Search the records for the string "kwargs" and return each line that has it.

[Saved entries]
___
PR #180, opened 2023-11-28
Add depagination helper

### LINKED ISSUE #178: Add depagination helper
This is about a currently silent bug in most of our response handling code: API responses are currently not depaginated anywhere except in `fs.ls()`, meaning that not all resources are returned from `GET` requests if the amount of resources is very large. Since we are dealing with mostly empty repos (local ephemeral instances), we do not currently observe the effects of this.

Example: A repository has 110 tags, `client_helpers.list_tags()` returns at most 100 results -> we are missing at least 10 tags in the response.

lakeFS even mentions a solution here (https://docs.lakefs.io/integrations/python.html#usage-examples):

```python
# source: https://docs.lakefs.io/integrations/python.html#usage-examples
def pagination_helper(page_fetcher, **kwargs):
    """Helper function to iterate over paginated results"""
    while True:
        resp = page_fetcher(**kwargs)
        yield from resp.results
        if not resp.pagination.has_more:
            break
        kwargs['after'] = resp.pagination.next_offset
```

`page_fetcher` is the API that's being called, for example `objects_api.list_object`. This works out, but is entirely untyped, so we have to think a bit about how to type this properly.

Questions:

- [ ] Can we type the API?
- [ ] Can we type the kwargs to dynamically accept a Python API spec?
- [ ] Can we define a generic that enables automatic typing of the return object?

What's a little bit unfortunate is that the pydantic response models (`resp` in the above code) do not share a common base class, so we need to roll our own.

nicholasjng:
This is basically the lakeFS SDK example with some typing to improve the expected inputs and outputs.

I'm pretty sure the generic typing does not work, since mypy does not make the connection from a pydantic response model (say, `RefList`) to the result type (in this case, `list[Ref]`).

My idea was a "C++ template specialization" kind of approach, forwarding `RefList = PaginatedApiResponse[Ref]`, but it seems like that's not directly possible in the current typing.

This also likely needs some logic to accommodate Python 3.9 with the `ParamSpec` usage and so on.

Closes #178.

- - -
This change is [Reviewable](https://reviewable.io/reviews/aai-institute/lakefs-spec/180)

### DIFF
--- a/src/lakefs_spec/util.py
+++ b/src/lakefs_spec/util.py
@@ -1,25 +1,22 @@
 import hashlib
 import re
-from typing import Callable, Generator, ParamSpec, Protocol, TypeVar
+from typing import Any, Callable, Generator, Protocol
 
+from lakefs_sdk import Pagination
 from lakefs_sdk import __version__ as __lakefs_sdk_version__
-from lakefs_sdk.models import Pagination
 
 lakefs_sdk_version = tuple(int(v) for v in __lakefs_sdk_version__.split("."))
 del __lakefs_sdk_version__
 
-T = TypeVar("T")
-P = ParamSpec("P")
 
-
-class PaginatedApiResponse(Protocol[T]):
+class PaginatedApiResponse(Protocol):
     pagination: Pagination
-    results: list[T]
+    results: list
 
 
 def depaginate(
-    api: Callable[P, PaginatedApiResponse[T]], *args: P.args, **kwargs: P.kwargs
-) -> Generator[T, None, None]:
+    api: Callable[..., PaginatedApiResponse], *args: Any, **kwargs: Any
+) -> Generator[Any, None, None]:
     """Send a number of lakeFS API response documents to a generator."""
     while True:
         resp = api(*args, **kwargs)
--- a/src/lakefs_spec/util.py
+++ b/src/lakefs_spec/util.py
@@ -1,10 +1,32 @@
 import hashlib
 import re
+from typing import Callable, Generator, ParamSpec, Protocol, TypeVar
 
 from lakefs_sdk import __version__ as __lakefs_sdk_version__
+from lakefs_sdk.models import Pagination
 
 lakefs_sdk_version = tuple(int(v) for v in __lakefs_sdk_version__.split("."))
 del __lakefs_sdk_version__
+
+T = TypeVar("T")
+P = ParamSpec("P")
+
+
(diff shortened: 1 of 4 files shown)


src/lakefs_spec/util.py
```diff
@@ -1,11 +1,33 @@
...
+P = ParamSpec("P")
+
+
+class PaginatedApiResponse(Protocol[T]):
+    pagination: Pagination
+    results: list[T]
+
+
+def depaginate(
+    api: Callable[P, PaginatedApiResponse[T]], *args: P.args, **kwargs: P.kwargs
```
AdrianoKF, line 21: I'm not sure the type hints really do us any good here. How about just using `cast(depaginate(), ...)` on the results in the callers? E.g.,

```python
objects = list(depaginate(self.client.objects_api.list_objects, repository, ref, **kwargs))
for obj in cast(list[ObjectStats], objects):
    # obj is of type ObjectStats
    ...
```

nicholasjng: Sounds good, also solves the 3.9 problems with using `ParamSpec`.

I don't think mypy can even do anything with the spec, I tried inserting a random keyword argument into the `list_objects` call and it didn't throw any error.

nicholasjng: Taken over in [5a5a1dd](https://github.com/aai-institute/lakefs-spec/pull/180/commits/5a5a1ddb15a51c411baaecb97e3bc47266da933c).

AdrianoKF: One minor thing, I believe the cast should be (if I'm not mistaken):

```python
objects = depaginate(self.client.objects_api.list_objects, repository, ref, **kwargs)
for obj in cast(Iterable[ObjectStats], objects):
```

Note the `Iterable`, since the generator doesn't return a `list`.

nicholasjng: Fixed in [a6661d9](https://github.com/aai-institute/lakefs-spec/pull/180/commits/a6661d99e25552041635d576ca0c67caf56e2f21).

AdrianoKF (approved):
> Reviewed 1 of 2 files at r2, 2 of 3 files at r4, 1 of 1 files at r5, all commit messages.
> *[Reviewable](https://reviewable.io/reviews/aai-institute/lakefs-spec/180)* status: :shipit: complete! all files reviewed, all discussions resolved (waiting on @nicholasjng)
___
◆ **RESPONSE TO THE EXERCISE**
def pagination_helper(page_fetcher, **kwargs):
        resp = page_fetcher(**kwargs)
        kwargs['after'] = resp.pagination.next_offset
- [ ] Can we type the kwargs to dynamically accept a Python API spec?
-    api: Callable[P, PaginatedApiResponse[T]], *args: P.args, **kwargs: P.kwargs
+    api: Callable[..., PaginatedApiResponse], *args: Any, **kwargs: Any
         resp = api(*args, **kwargs)
+    api: Callable[P, PaginatedApiResponse[T]], *args: P.args, **kwargs: P.kwargs
objects = list(depaginate(self.client.objects_api.list_objects, repository, ref, **kwargs))
objects = depaginate(self.client.objects_api.list_objects, repository, ref, **kwargs)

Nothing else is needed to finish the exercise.